Seja na perda de um familiar. Perda da mãe, da avó, perda de um filho, perda do pai.

Ou talvez, perda de um dedo, perda de um braço, perda das duas pernas.

Até a perda da dignidade, perda da honra, perda de um amor, perda da esperança.

Perda de um emprego, perda de um bem. Perda de um objeto, para algumas pessoas é uma dor dolorosa demais. Depende de quanto valor damos a cada coisa que ocupa espaço entre nossas posses. Quanto maior o valor, maior a dor. Mentimos para nós. Odiamos perder! Perder é doloroso.

A palmada no filho, dói no filho e dói no pai. Educar, também causa dor.

Uma bofetada pode doer, quando ela não é merecida, dói mais que uma facada.

Quando que sentimos dor? Sempre!

Uns admitem que a vida dá mais do que tira e foda-se.

Outros vão à Igreja, pedir ressarcimento, cura e consolação. Da mesma forma é a atribuição pelas conquistas ou desgraças: à Deus, aos santos, ao governo ou a si. Perdoem-me, mas esse último é o único responsável. Benção e maldição são coisas humanas.

Até onde vou e até onde fui para conhecer do que sou capaz?

Prefiro aceitar a simplicidade das coisas ou as explicações fantásticas?

Prefiro ir além, mas tenho medo do que posso descobrir?

Prefiro ir tão fundo quanto for possível? Será que tenho coragem?

Sem um pouco de sacrifício, prosseguimos no raso, com a água pela canela. Saímos da água e tudo que sobra é secarmo-nos.

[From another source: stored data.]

PR #169, opened 2025-06-03
fix: 168 bug device placement does not work with torchmetric

### LINKED ISSUE #168: [BUG] device placement does not work with `TorchMetric`
## Describe the bug

Because you cannot initialize a torchmetric using a device attribute, you can only set it using .to()

## What I did

```python
task = Task(request=['perplexity'], datamodule=datamodule)
```

## Environment
 - pruna version: 
 - python version: 
 - Operating System:

davidberenstein1957:
## Description

There was a tiny error with pro-active device assignment in case of `TorchMetric` classes.

## Related Issue

Fixes #168 

## Type of Change

## Checklist

- [X] I have added tests that prove my fix is effective or that my feature works
- [X] New and existing unit tests pass locally with my changes

### DIFF
--- a/src/pruna/engine/load.py
+++ b/src/pruna/engine/load.py
@@ -475,6 +475,8 @@ def filter_load_kwargs(func: Callable, kwargs: dict) -> dict:
     """
     Filter out keyword arguments that cannot be passed to the given function.
 
+    Only filters if the function does not accept arbitrary keyword arguments.
+
     Parameters
     ----------
     func : Callable
@@ -489,9 +491,15 @@ def filter_load_kwargs(func: Callable, kwargs: dict) -> dict:
     """
     # Get the function's signature
     signature = inspect.signature(func)
-    valid_params = set(signature.parameters.keys())
 
-    # Filter valid and invalid kwargs
+    # Check if function accepts arbitrary kwargs
+    has_kwargs = any(param.kind == inspect.Parameter.VAR_KEYWORD for param in signature.parameters.values())
+
+    if has_kwargs:
+        return kwargs
+
+    # Only filter if function doesn't accept arbitrary kwargs
+    valid_params = set(signature.parameters.keys())
     valid_kwargs = {k: v for k, v in kwargs.items() if k in valid_params}
     invalid_kwargs = {k: v for k, v in kwargs.items() if k not in valid_params}
 
--- a/src/pruna/evaluation/metrics/metric_torch.py
+++ b/src/pruna/evaluation/metrics/metric_torch.py
@@ -219,6 +219,7 @@ class TorchMetricWrapper(StatefulMetric):
         if metric_name == "clip_score" and call_type.startswith(PAIRWISE):
             from pruna.evaluation.metrics.metric_pairwise_clip import PairwiseClipScore
 
+            kwargs.pop("device", None)
             return PairwiseClipScore(**kwargs)
         return super().__new__(cls)
 
@@ -233,8 +234,9 @@ class TorchMetricWrapper(StatefulMetric):
         """
         super().__init__()
         try:
+            device = kwargs.pop("device", None)
             if metric_name == "perplexity":
-                device = set_to_best_available_device(device=kwargs.get("device"))
+                device = set_to_best_available_device(device=device)
                 self.metric = TorchMetrics[metric_name](**kwargs).to(device)
             else:
                 self.metric = TorchMetrics[metric_name](**kwargs)
--- a/src/pruna/evaluation/metrics/metric_torch.py
+++ b/src/pruna/evaluation/metrics/metric_torch.py
@@ -14,6 +14,7 @@
 
 from __future__ import annotations
 
+from contextlib import suppress
 from enum import Enum
 from functools import partial
 from typing import Any, Callable, List, Optional, Union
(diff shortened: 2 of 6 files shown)


src/pruna/evaluation/metrics/metric_torch.py
```diff
@@ -233,8 +234,9 @@ def __init__(self, metric_name: str, call_type: str = "", **kwargs) -> None:
         """
         super().__init__()
         try:
+            device = kwargs.pop("device", None)
             if metric_name == "perplexity":
-                device = set_to_best_available_device(device=kwargs.get("device"))
+                device = set_to_best_available_device(device=device)
                 self.metric = TorchMetrics[metric_name](**kwargs).to(device)
```
begumcig: Do you think it makes sense to check if other metrics also have a device attribute? Something that checks if `self.metric` has a device attribute, then tries to set this device and if that fails tries to use` .to()` to move to the device?

src/pruna/evaluation/metrics/registry.py
```diff
@@ -105,7 +106,12 @@ def get_metric(cls, name: str, **kwargs) -> BaseMetric | StatefulMetric:
         """
         if name not in cls._registry:
             raise ValueError(f"Metric '{name}' is not registered.")
-        return cls._registry[name](**kwargs)
+
+        metric_cls = cls._registry[name]
+        if isinstance(metric_cls, partial) and "TorchMetricWrapper" in metric_cls.func.__name__:
+            return metric_cls(**kwargs)
+        else:
+            return metric_cls(**filter_load_kwargs(metric_cls, kwargs))
```
begumcig, line 114: Why do we need the filtering here? As we have other metrics that are wrappers and will probably have more in the future, I don't think we should use the filtering function unless we need it :)

tests/evaluation/test_task.py
```diff
@@ -0,0 +1,33 @@
...
+from pruna.data import base_datasets
+from pruna.evaluation.metrics.metric_torch import TorchMetrics
+from torchmetrics.classification import Accuracy, Precision, Recall
+from functools import partial
+
+@pytest.fixture(autouse=True)
+def _mock_torch_metrics():
+    """Mock TorchMetrics enum values for accuracy, perplexity and recall only for this test."""
+    def make_mock_metric(metric_class):
+        metric = partial(metric_class, task="binary")
```
begumcig, line 15: Thank you so much for adding a test for the Task!!

begumcig (changes requested):
Thank you so much for fixing this super fast!! Suggested a change to possibly make the device casting more agnostic for all torchmetrics, looks really good overall! Love the Task test!

src/pruna/evaluation/metrics/registry.py
davidberenstein1957: I think it is a nice safety measure to ensure nothing breaks. We only filter the kwargs and warn if a wrong one has be passed without breaking the flow, right?

src/pruna/evaluation/metrics/metric_torch.py
davidberenstein1957: @begumcig you mean other torch metrics?

src/pruna/evaluation/metrics/registry.py
begumcig: Yes but we have other metrics that are wrappers that might have additional arguments that need to be passed down.  For instance I can see this filtering breaking pairwise_clip_score and any future wrapper metric :)

src/pruna/evaluation/metrics/metric_torch.py
```diff
@@ -233,11 +235,12 @@ def __init__(self, metric_name: str, call_type: str = "", **kwargs) -> None:
         """
         super().__init__()
         try:
-            if metric_name == "perplexity":
-                device = set_to_best_available_device(device=kwargs.get("device"))
-                self.metric = TorchMetrics[metric_name](**kwargs).to(device)
-            else:
-                self.metric = TorchMetrics[metric_name](**kwargs)
+            device = kwargs.pop("device", None)
```
begumcig, line 238: Thanks!

begumcig (changes requested):
One tiny change on filtering :) Almost there!

src/pruna/evaluation/metrics/registry.py
davidberenstein1957: Ahh yes, I see what you mean. I misundertood what the function was doing. Anyhow, I changed the underlying function of `filter_load_kwargs` to make sure **kwargs in the signature allows passing all of the kwargs passed through it. Let me know what you think.

johannaSommer (approved):

src/pruna/engine/load.py
```diff
@@ -493,9 +495,15 @@ def filter_load_kwargs(func: Callable, kwargs: dict) -> dict:
     """
     # Get the function's signature
     signature = inspect.signature(func)
-    valid_params = set(signature.parameters.keys())
 
-    # Filter valid and invalid kwargs
+    # Check if function accepts arbitrary kwargs
+    has_kwargs = any(param.kind == inspect.Parameter.VAR_KEYWORD for param in signature.parameters.values())
```
begumcig, line 496: Should we also add a check for if the function has *args with VAR_POSITIONAL for when we need to pass positional arguments?

begumcig (approved):

PR #171, opened 2025-06-03
fix: enhance device handling in set_to_best_available_device function

davidberenstein1957:
- Improved support for CUDA and MPS devices by allowing device indices (e.g., "cuda:0").
- Added validation for CUDA device indices to ensure they are within available range, with appropriate warnings for invalid requests.
- Updated MPS handling to always return "mps:0" since it only supports one device.
- Introduced a new test to verify device handling with indices, ensuring fallback behavior works as expected.

## Related Issue

Fixes #(issue number)

## Type of Change

## Checklist

- [X] I have added tests that prove my fix is effective or that my feature works

### DIFF
--- a/src/pruna/engine/utils.py
+++ b/src/pruna/engine/utils.py
@@ -373,6 +373,37 @@ def determine_dtype(pipeline: Any) -> torch.dtype:
     return torch.float32
 
 
+def _resolve_cuda_device(device: str) -> str:
+    """
+    Resolve CUDA device string to a valid CUDA device.
+
+    Parameters
+    ----------
+    device : str
+        CUDA device string (e.g. "cuda", "cuda:0", "cuda:1")
+
+    Returns
+    -------
+    str
+        Valid CUDA device string
+    """
+    if not torch.cuda.is_available():
+        pruna_logger.warning("'cuda' requested but not available.")
+        return set_to_best_available_device(device=None)
+
+    device_idx = device.split(":")[1] if ":" in device else "0"
+    try:
+        idx = int(device_idx)
+        if idx >= torch.cuda.device_count():
+            pruna_logger.warning(f"CUDA device {idx} not available, using device 0")
+            return "cuda:0"
+        torch.cuda.get_device_properties(idx)
+        return f"cuda:{idx}"
+    except (ValueError, AssertionError):
+        pruna_logger.warning(f"Invalid CUDA device index: {device_idx}")
+        return "cuda:0"
+
+
 def set_to_best_available_device(device: str | torch.device | None) -> str:
     """
     Set the device to the best available device.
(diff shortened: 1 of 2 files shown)


src/pruna/engine/utils.py
```diff
@@ -277,17 +277,32 @@ def set_to_best_available_device(device: str | torch.device | None) -> str:
             raise ValueError("'accelerate' requested but neither CUDA nor MPS is available.")
         return "accelerate"
 
-    if device == "cuda":
+    # Handle cuda devices (e.g. "cuda", "cuda:0", "cuda:1")
+    if device.startswith("cuda"):
```
GreatBahram: Nice, just a small NIT: I wonder if it makes sense to put the logic for cuda into a small function like `_resolve_cuda_device` and simply return it here?

Ideally, I guess this function can be further improved using a match-case, something like:

```
def set_to_best_available_device(device: str | torch.device | None) -> str:
    if isinstance(device, torch.device):
        device = str(device)

    match device:
        case None:
            ...
        case "cpu":
            ...
        case "accelerate":
            ...
        case d if d.startswith("cuda"):
            ...
        case d if d.startswith("mps"):
            ...
        case _:
            raise ValueError(f"Device not supported: '{device}'")
```

begumcig (approved):
LGTM!!!! Let's gooo!

src/pruna/engine/utils.py
davidberenstein1957: We rely oin Python 3.9 so we cannot do this yet.

GreatBahram: Oh, good to know, David, hopefully after merging the uv PR, we can tackle this :crossed_fingers: 

But I guess you can still introduce the `_resolve_cuda_device`  function if you want; then later on we get back and use the match-case to improve the code

tests/engine/test_device.py
```diff
@@ -39,3 +39,15 @@ def test_device_available(device: str | torch.device, expected: str) -> None:
     smash_config = SmashConfig(device=device)
     assert smash_config.device == expected
 
+@pytest.mark.cuda
```
GreatBahram: this is cool; I just wonder what would happen if both are not available :thinking:  the test might fail or pass misleadingly.

If you want to improve it; probably we can mock the underlying layers, something like this (not test though):

```
from unittest.mock import patch
import pytest
import torch

@pytest.mark.parametrize(
    "device, expected, cuda_available, mps_available",
    [
        ("mps:0", "mps:0", False, True),
        ("cuda:0", "cuda:0", True, False),
    ],
)
def test_device_with_index(device, expected, cuda_available, mps_available):
    with patch("torch.cuda.is_available", return_value=cuda_available), \
         patch("torch.backends.mps.is_available", return_value=mps_available), \
         patch("torch.cuda.device_count", return_value=1), \
         patch("torch.cuda.get_device_properties"):
        
        assert set_to_best_available_device(device) == expected
```

GreatBahram (approved):
LGTM :rocket:

PR #1449, opened 2023-09-08
fix: unnormalized export for PDF projects with NER jobs 

Jonas1312:


src/kili/services/export/format/kili/__init__.py
```diff
@@ -151,10 +151,17 @@ def _scale_json_response_vertices(
         self, json_resp: Dict, asset: Dict, annotation_scaler: Callable[[Dict, Dict], None]
     ) -> None:
         for job_name in json_resp.keys():
-            if (
+            if not (
                 # some old labels might not up to date with the json interface
-                job_name not in self.project["jsonInterface"]["jobs"]
-                or self.project["jsonInterface"]["jobs"][job_name]["mlTask"] != "OBJECT_DETECTION"
+                job_name in self.project["jsonInterface"]["jobs"]
```
PierreLeveau, line 156: worth it to isolate it in a private method for better readability

PierreLeveau (changes requested):

theodu (approved):

PR #1468, opened 2023-09-14
refactor: move the external id to asset id utils

PierreLeveau:


src/kili/use_cases/utils/use_cases_utils.py
```diff
@@ -0,0 +1,82 @@
+"""Utils for use cases."""
```
Jonas1312, line 1: not sure if it's necessary to create a folder "utils" for just one .py

src/kili/use_cases/utils/use_cases_utils.py
```diff
@@ -0,0 +1,82 @@
...
+
+    def __init__(self, kili_api_gateway: KiliAPIGateway) -> None:
+        """Init."""
+        self.kili_api_gateway = kili_api_gateway
+
+    def get_asset_ids_or_throw_error(
+        self,
+        asset_ids: Optional[List[str]],
+        external_ids: Optional[List[str]],
+        project_id: Optional[str],
```
Jonas1312, line 24: should be ListOrTuple and ProjectId types

src/kili/use_cases/utils/use_cases_utils.py
```diff
@@ -0,0 +1,82 @@
...
+    ) -> List[str]:
```
Jonas1312, line 25: should return AssetId

src/kili/use_cases/utils/use_cases_utils.py
```diff
@@ -0,0 +1,82 @@
...
+
+        if asset_ids is None and external_ids is not None and project_id is not None:
+            id_map = self.infer_ids_from_external_ids(external_ids, project_id)
+            asset_ids = [id_map[ext_id] for ext_id in external_ids]
+
+        return asset_ids  # type: ignore
+
+    def infer_ids_from_external_ids(
+        self, asset_external_ids: List[str], project_id: str
+    ) -> Dict[str, str]:
```
Jonas1312, line 37: should map AssetExternalId  to AssetId (types)

Jonas1312 (changes requested):

src/kili/use_cases/utils/use_cases_utils.py
```diff
@@ -0,0 +1,82 @@
...
+from kili.domain.asset.helpers import check_asset_identifier_arguments
+from kili.exceptions import NotFound
+
+
+class UseCasesUtils:
+    """Utils for use cases."""
+
+    def __init__(self, kili_api_gateway: KiliAPIGateway) -> None:
+        """Init."""
+        self.kili_api_gateway = kili_api_gateway
```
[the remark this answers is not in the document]
PierreLeveau: I agree if we do a second use case utils. For now I'll put it into a utils.py as suggested

src/kili/entrypoints/mutations/asset/__init__.py
```diff
@@ -279,12 +279,12 @@ def update_properties_in_assets(
             )
             raise MissingArgumentError("Please provide either `asset_ids` or `external_ids`.")
 
-        asset_ids = get_asset_ids_or_throw_error(
-            self.kili_api_gateway, asset_ids, external_ids, project_id
+        resolved_asset_ids = UseCasesUtils(self.kili_api_gateway).get_asset_ids_or_throw_error(
+            asset_ids, external_ids, project_id  # type: ignore
```
Jonas1312, line 283: this will ignore type errors for all three arguments, which makes pyright useless

it's best to use typing.cast for arrays, or ProjectId(project_id) for single entities

src/kili/entrypoints/mutations/asset/__init__.py
```diff
@@ -279,12 +279,12 @@ def update_properties_in_assets(
...
         )
 
         properties_to_batch = process_update_properties_in_assets_parameters(
-            asset_ids,
+            resolved_asset_ids,  # type: ignore
```
Jonas1312, line 287: better cast all type ignores below

Jonas1312 (changes requested):
we shouldn't abuse `# type: ignore`. It makes both defining custom types and using pyright useless

src/kili/entrypoints/mutations/label/__init__.py
```diff
@@ -159,17 +161,22 @@ def append_to_labels(
             user = self.get_user()  # type: ignore  # pylint: disable=no-member
             author_id = user["id"]
 
+        # fmt: off
```
Jonas1312, line 164: why is it needed?

Jonas1312 (approved):

src/kili/use_cases/utils.py
```diff
@@ -0,0 +1,91 @@
...
+from kili.adapters.kili_api_gateway.helpers.queries import QueryOptions
+from kili.core.utils import pagination
+from kili.domain.asset import AssetExternalId, AssetFilters, AssetId
+from kili.domain.asset.helpers import check_asset_identifier_arguments
+from kili.domain.project import ProjectId
+from kili.domain.types import ListOrTuple
+from kili.exceptions import NotFound
+
+
+class UseCasesUtils:
```
theodu, line 15: We plan to do neither a use-case nor a gateway fonction, but a utility function. Here is a Use Case and it is too generic, I am afraid that other dev might add too many use case here as a "trash use case".
I would rather transform it into a `get_asset_ids_or_throw_error` and `infer_ids_from_external_ids` functions that takes `kili_api_gateway` as argument to truely have a utility function and not a utility use case

theodu: and this utility could be in a module in the asset use case, not to have a module with every utility functions for all use cases

theodu (changes requested):

src/kili/use_cases/utils.py
PierreLeveau: no, this is not a use case, but the utils that can be used in the use cases. Can be functions as well, but it feels natural to declare the dependency in the class argument. Can be moved to an `AssetUseCasesUtils` eventually.

src/kili/entrypoints/mutations/label/__init__.py
PierreLeveau: oops not needed anymore, it was not playing well with the type: ignore at the time. Fixing it

src/kili/use_cases/utils.py
theodu: I think that it will be cleaner in AssetUseCasesUtils

PierreLeveau: done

Mais profundamente, descobriremos coisas horríveis e também maravilhosas, e com isso a resiliência.

Conhecemos a nós?

Em que nível?

Todos temos a mesma profundidade.

Não nos exploramos. Nunca conheceremos o EU mais escondido de nós.

Nem todos conhecemos nossas camadas mais profundas.

Não conhecemo-nos profundamente.

Somos rasos para uns. Somos profundos para outros. Somos nosso próprio Universo.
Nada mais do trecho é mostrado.